Encode-then-handle-it-yourself
encode_episode exposes the artifacts as files so you can inspect
or post-process before uploading:
encoded = lerobot.encode_episode(
"lerobot/aloha_static_cups_open",
episode_index=0,
output_dir="/tmp/encoded/",
)
print(encoded.duration_s, encoded.fps)
# 5.0 50.0
print([a.path for a in (encoded.video, encoded.sensors, encoded.actions) if a])
# [PosixPath('/tmp/encoded/video.mp4'),
# PosixPath('/tmp/encoded/sensors.npz'),
# PosixPath('/tmp/encoded/actions.npz')]
print(encoded.metadata["lerobot_episode_outcome"])
# {'next.done': True, 'next.reward': 0.95, 'next.reward_sum': 23.4}Then drive start_episode / ep.upload(kind, path) directly.
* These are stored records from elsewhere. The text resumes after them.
PR #38, opened 2016-02-24
Misc server changes for nicer UI experience

ahgittin:
rendering errors more helpfully, and waiting for app to be STARTING when deploying

### DIFF
--- a/locations/jclouds/src/main/java/org/apache/brooklyn/location/jclouds/JcloudsLocation.java
+++ b/locations/jclouds/src/main/java/org/apache/brooklyn/location/jclouds/JcloudsLocation.java
@@ -1347,6 +1347,7 @@ public class JcloudsLocation extends AbstractCloudMachineProvisioningLocation im
                     }})
             .put(AUTO_CREATE_FLOATING_IPS, new CustomizeTemplateOptions() {
                     public void apply(TemplateOptions t, ConfigBag props, Object v) {
+                        LOG.warn("Using deprecated "+AUTO_CREATE_FLOATING_IPS+"; use "+AUTO_ASSIGN_FLOATING_IP+" instead");
                         if (t instanceof NovaTemplateOptions) {
                             ((NovaTemplateOptions)t).autoAssignFloatingIp((Boolean)v);
                         } else {
@@ -1553,7 +1554,6 @@ public class JcloudsLocation extends AbstractCloudMachineProvisioningLocation im
     }
 
     protected String toStringNice() {
-        Entities.dumpInfo(this);
         String s = config().get(ORIGINAL_SPEC);
         if (Strings.isBlank(s)) s = config().get(NAMED_SPEC_NAME);
         if (Strings.isBlank(s)) s = config().get(FINAL_SPEC);
@@ -1561,13 +1561,13 @@ public class JcloudsLocation extends AbstractCloudMachineProvisioningLocation im
         
         String s2 = "";
         String provider = getProvider();
-        if (Strings.isNonBlank(s) && Strings.isNonBlank(provider) && !s.toLowerCase().contains(provider.toLowerCase()))
+        if (Strings.isBlank(s) || (Strings.isNonBlank(provider) && !s.toLowerCase().contains(provider.toLowerCase())))
             s2 += " "+provider;
         String region = getRegion();
-        if (Strings.isNonBlank(s) && Strings.isNonBlank(region) && !s.toLowerCase().contains(region.toLowerCase()))
+        if (Strings.isBlank(s) || (Strings.isNonBlank(region) && !s.toLowerCase().contains(region.toLowerCase())))
             s2 += " "+region;
         String endpoint = getEndpoint();
-        if (Strings.isNonBlank(s) && Strings.isNonBlank(endpoint) && !s.toLowerCase().contains(endpoint.toLowerCase()))
+        if (Strings.isBlank(s) || (Strings.isNonBlank(endpoint) && !s.toLowerCase().contains(endpoint.toLowerCase())))
             s2 += " "+endpoint;
         s2 = s2.trim();
         if (Strings.isNonBlank(s)) {
@@ -2714,7 +2714,10 @@ public class JcloudsLocation extends AbstractCloudMachineProvisioningLocation im
             waitForReachable(checker, connectionDetails, credentialsToTry, setup, timeout);
         } finally {
             for (WinRmMachineLocation machine : machinesToTry.keySet()) {
-                getManagementContext().getLocationManager().unmanage(machine);
+                if (getManagementContext().getLocationManager().isManaged(machine)) {
+                    // get benign but unpleasant warnings if we unmanage something already unmanaged
+                    getManagementContext().getLocationManager().unmanage(machine);
+                }
             }
         }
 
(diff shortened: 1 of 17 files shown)


locations/jclouds/src/main/java/org/apache/brooklyn/location/jclouds/JcloudsLocation.java
```diff
@@ -1551,6 +1552,37 @@ public Template buildTemplate(ComputeService computeService, ConfigBag config) {
         return template;
     }
 
+    protected String toStringNice() {
+        Entities.dumpInfo(this);
```
sjcorbett: Is this left intentionally?

locations/jclouds/src/main/java/org/apache/brooklyn/location/jclouds/JcloudsLocation.java
```diff
@@ -1551,6 +1552,37 @@ public Template buildTemplate(ComputeService computeService, ConfigBag config) {
...
+        if (Strings.isNonBlank(s) && Strings.isNonBlank(endpoint) && !s.toLowerCase().contains(endpoint.toLowerCase()))
+            s2 += " "+endpoint;
+        s2 = s2.trim();
+        if (Strings.isNonBlank(s)) {
+            if (Strings.isNonBlank(s2)) {
+                return s+" ("+s2+")";
+            }
+            return s;
+        }
+        if (Strings.isNonBlank(s2)) {
```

Same plumbing upload_episode uses internally.
Format compatibility
| LeRobot version | Status | Notes |
|---|---|---|
| v2.0 / v2.1 | ✅ supported | One parquet per episode, one mp4 per episode per camera. Used by virtually every public lerobot/* Hub dataset through 2025. |
| v3.0 | ✅ supported | Multi-episode shards (lerobot >= 0.3.x). The adapter reads meta/episodes/*.parquet, slices the shared data parquet to one episode, and trims each camera clip out of the shared mp4. Video needs the [video] extra. |
| v4+ / unknown | ❌ clear error | Anything newer or unrecognized raises a ConfigurationError rather than guessing at a layout. |
Both layouts go through the same four verbs and produce the same
video.mp4 / sensors.npz / actions.npz shape - you don't pass a
version flag, the adapter detects it from info.json.
How v3.0 differs on disk
v3.0 stopped storing one file per episode. Instead, many episodes are concatenated into shared parquet/mp4 shards, and each episode's location is recorded as relational metadata:
my_dataset/
├── meta/
│ ├── info.json # + data_path / video_path templates
│ ├── tasks.parquet
│ └── episodes/chunk-000/file-000.parquet # per-episode rows + locators
├── data/chunk-000/file-000.parquet # many episodes concatenated
└── videos/<camera_key>/chunk-000/file-000.mp4Each episode row carries data/chunk_index + data/file_index (which
data shard holds it), dataset_from_index / dataset_to_index (its
row range), and per camera videos/<key>/{chunk_index, file_index, from_timestamp, to_timestamp} (which mp4 shard and the
[from, to) window inside it). The adapter exposes these on
EpisodeMeta as data_chunk_index, dataset_from_index,
video_locators, etc. - so scan_dataset stays a cheap metadata-only
call and the heavy shards are only fetched at encode_episode time.
Errors
| Exception | When |
|---|---|
ConfigurationError | Repo / path doesn't exist, format is v4+/unrecognized, parquet/mp4 missing, or pyarrow / huggingface_hub aren't installed |
AuthError | API key bad / revoked (raised by the underlying start_episode) |
ValidationError | Server rejected the create payload |
TransportError | Network / DNS / timeout during the create or upload |
If an upload fails partway through, the adapter (via
Client.start_episode's standard handling) flips the run to
status="failed" with the failure reason in
metadata.failure_reason before re-raising - so you don't end up
with ghostly "recording" runs in the portal.